For each line of the listing below that contains the string "WebSocket", copy the line.

****

PR #1063, opened 2024-08-19
[snap/frontend]: WS implementation

AnthonyLaw:
## What was the issue?
- We need a WebSocket implementation to improve the wallet's user experience.

## What's the fix?
- Added WebSocket client.
- Added listenConfrimTransaction method listener.
- Implement web socket in the `helper.setupSnap` and `open()` socket when the network changes.
- Store socket in context state,
- Implementation of listenConfrimTransaction in the transaction table component.

### DIFF
--- a/snap/frontend/config/index.js
+++ b/snap/frontend/config/index.js
@@ -6,3 +6,7 @@ export const explorerUrl = {
 	mainnet: 'https://symbol.fyi',
 	testnet: 'https://testnet.symbol.fyi'
 };
+
+export const Channels = {
+	confirmedAdded: 'confirmedAdded'
+};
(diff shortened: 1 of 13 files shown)


snap/frontend/config/index.js
```diff
@@ -6,3 +6,7 @@ export const explorerUrl = {
 	mainnet: 'https://symbol.fyi',
 	testnet: 'https://testnet.symbol.fyi'
 };
+
+export const Channels = {
+	confirmedAdded: 'confirmedAdded'
```
Wayonb, line 11: Do you also plan to support cosigning transactions?

Wayonb (approved):
👍🏾

snap/frontend/config/index.js
AnthonyLaw: yes, but no now. I will do the basic release first to support the transfer transaction only

PR #1066, opened 2024-08-22
[snap]: Implemented unconfirmed transactions

AnthonyLaw:
## What was the issue?
- Missing unconfirmed transaction display in table.

## What's the fix?
- Added unconfirmed transaction listener in WebSocket.
- Added transaction group into `fetchAccountTransactions` method param.
- Added `updateUnconfirmedTransactions` in helper, which updates unconfirmed transactions in the state.
- Implement unconfirmed transactions in transaction table component.

### DIFF
--- a/snap/backend/src/utils/transactionUtils.js
+++ b/snap/backend/src/utils/transactionUtils.js
@@ -18,11 +18,11 @@ const transactionUtils = {
      */
 	async fetchAccountTransactions({ state, requestParams }) {
 		const { network } = state;
-		const { address, offsetId } = requestParams;
+		const { address, offsetId, group } = requestParams;
 
 		const client = symbolClient.create(network.url);
 
-		const transactions = await client.fetchTransactionPageByAddress(address, offsetId);
+		const transactions = await client.fetchTransactionPageByAddress(address, offsetId, group);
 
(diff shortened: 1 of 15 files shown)


snap/backend/src/utils/transactionUtils.js
```diff
@@ -90,7 +90,10 @@ const transactionUtils = {
 	createTransaction(id, meta, transaction, network, transactionTypeOverride = null) {
 		const facade = new SymbolFacade(network.networkName);
 		const senderAddress = facade.network.publicKeyToAddress(new PublicKey(transaction.signerPublicKey)).toString();
-		const date = moment.utc(facade.network.toDatetime({ timestamp: BigInt(meta.timestamp) })).format('YYYY-MM-DD HH:mm:ss');
+
+		const date = meta && meta.timestamp
```
Wayonb, line 94: why would meta be undefined?

Wayonb (approved):
👍🏾

snap/backend/src/utils/transactionUtils.js
AnthonyLaw: only the timestamp will undefine as an unconfirmed transaction

PR #1067, opened 2024-08-23
[snap/frontend]: fix mosaic info is not load correctly.

AnthonyLaw:
## What was the issue?
- An error occurs when the user creates or imports an account with an existing mosaic, and the mosaic info in the snap state is not current.

## What's the fix?
- Refactor AssetList component, join `renderMosaicNameOrId` and `renderMosaicDetails` method in `renderMosaicDetailsWithName` method
- Query the latest mosaic Info after creating / import the account


Wayonb (approved):
👍🏾

PR #1068, opened 2024-08-23
[snap/frontend]: bug fix return transaction hash

AnthonyLaw:
## What was the issue?
- After approving the transactions, the transfer transaction modal box didn't close, the reason is that after signing the transaction, it didn't return the transaction hash.

## What's the fix?
- Return transaction hash after signing the transaction in helper.


Wayonb (approved):
👍🏾

PR #1069, opened 2024-08-24
Snap/backend configuration

AnthonyLaw:
## What was the issue?
- Update message for [publishing snap](https://docs.metamask.io/snaps/how-to/publish-a-snap/).

## What's the fix?
- update manifest info
- replace the icon.

Screenshot 2024-08-24 at 5 39 21 PM


snap/backend/snap.manifest.json
```diff
@@ -1,18 +1,18 @@
 {
   "version": "0.1.0",
-  "description": "Symbol snap.",
+  "description": "Manage Symbol mosaics, and connect to Symbol apps with MetaMask.",
```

****

- _ANSWER AREA_:
- We need a WebSocket implementation to improve the wallet's user experience.
- Added WebSocket client.
- Added unconfirmed transaction listener in WebSocket.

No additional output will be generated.